Gedenken als Vergessen
Die Erinnerungskultur der Gegenwart oszilliert somit zwischen Humanisierung und Geschichtsrelativierung: Sie will niemanden mehr ausschließen, aber gerade dadurch verliert sie das Trennende aus dem Blick. Das führt zu jener paradoxen Situation, in der ausgerechnet der Imperativ „Nie wieder!“ zu einer universalen, aber geschichtslosen Formel geworden ist. Der Holocaust wird nicht mehr verstanden, sondern symbolisch, zur moralistischen Selbstvergewisserung beschworen – und seine Spezifik, die Vernichtung der Juden als ideologisches Zentrum des Nationalsozialismus, gerät unter die Räder einer allgemeinen Opfermetaphysik.

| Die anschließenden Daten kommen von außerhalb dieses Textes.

PR #427, opened 2021-12-30
feat(DatePicker): Reduce nesting and specificity

veekeys:
-

### DIFF
--- a/src/date-picker/classes.scss
+++ b/src/date-picker/classes.scss
@@ -5,3 +5,15 @@
 .iui-date-picker {
   @include iui-date-picker;
 }
+
+.iui-calendar-month-year {
+  @include iui-calendar-month-year;
+}
+
+.iui-calender-weekdays {
+  @include iui-calendar-weekdays;
+}
+
+.iui-calendar-week {
+  @include iui-calendar-week;
+}
--- a/src/date-picker/date-picker.scss
+++ b/src/date-picker/date-picker.scss
@@ -14,117 +14,104 @@
   @include themed {
     background-color: t(iui-color-background-1);
   }
-
-  @include iui-calendar;
 }
 
-@mixin iui-calendar {
-  > .iui-calendar {
-    > .iui-header {
-      border: none;
-      padding: 0;
-      position: relative;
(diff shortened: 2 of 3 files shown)


FlyersPh9 (approved):
I pulled and built locally, I can't see any visual changes which is a good thing.  There is still some nesting in the CSS, but most of it seems necessary.  You could maybe unnest `.iui-month` & `.iui-date`.  Otherwise changes seem good to me.

src/date-picker/classes.scss
```diff
@@ -5,3 +5,15 @@
 .iui-date-picker {
   @include iui-date-picker;
 }
+
+.iui-calendar-month-year {
+  @include iui-calendar-month-year;
+}
+
+.iui-calender-weekdays {
```
mayank99, line 13:
```suggestion
.iui-calendar-weekdays {
```

src/date-picker/date-picker.scss
```diff
@@ -14,117 +14,104 @@
...
-          &.iui-today {
-            font-weight: $iui-font-weight-semibold;
-            border-radius: 50%;
-            @include themed {
-              background-color: rgba(t(iui-color-foreground-body-rgb), t(iui-opacity-6));
-            }
-          }
+    &:hover {
+      border-radius: $iui-border-radius;
+      font-weight: $iui-font-weight-semibold;
```
mayank99, line 95: @FlyersPh9 We could take this opportunity to rethink/improve hover styles.

The current styling is weird for two reasons:
- current date changes shape for some reason
- other dates have content shift (because of font-weight change)

src/date-picker/classes.scss
veekeys: oh wow, nice catch...changed.
Why my spell checker didnt catch this one :/

src/date-picker/date-picker.scss
veekeys: Would you mind doing this with separate PR? :D

saaaaaally (approved):

mayank99 (approved):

Diese Verkehrung erklärt, warum die Bibas-Kinder im offiziellen Gedenken des Volkstrauertages nicht vorkommen werden. Und warum am 9. November der Bundespräsident das Pogrom vom 7. Oktober – die von Terroristen und Zivilisten begangene systematische barbarische Ermordung, Folter und Vergewaltigung jüdischer Zivilisten – nicht erwähnte: Juden sind jetzt „auch Täter“, und von Tätern wird nicht gesprochen. - Erinnern heißt in Deutschland nicht kämpfen, sondern Vergessen.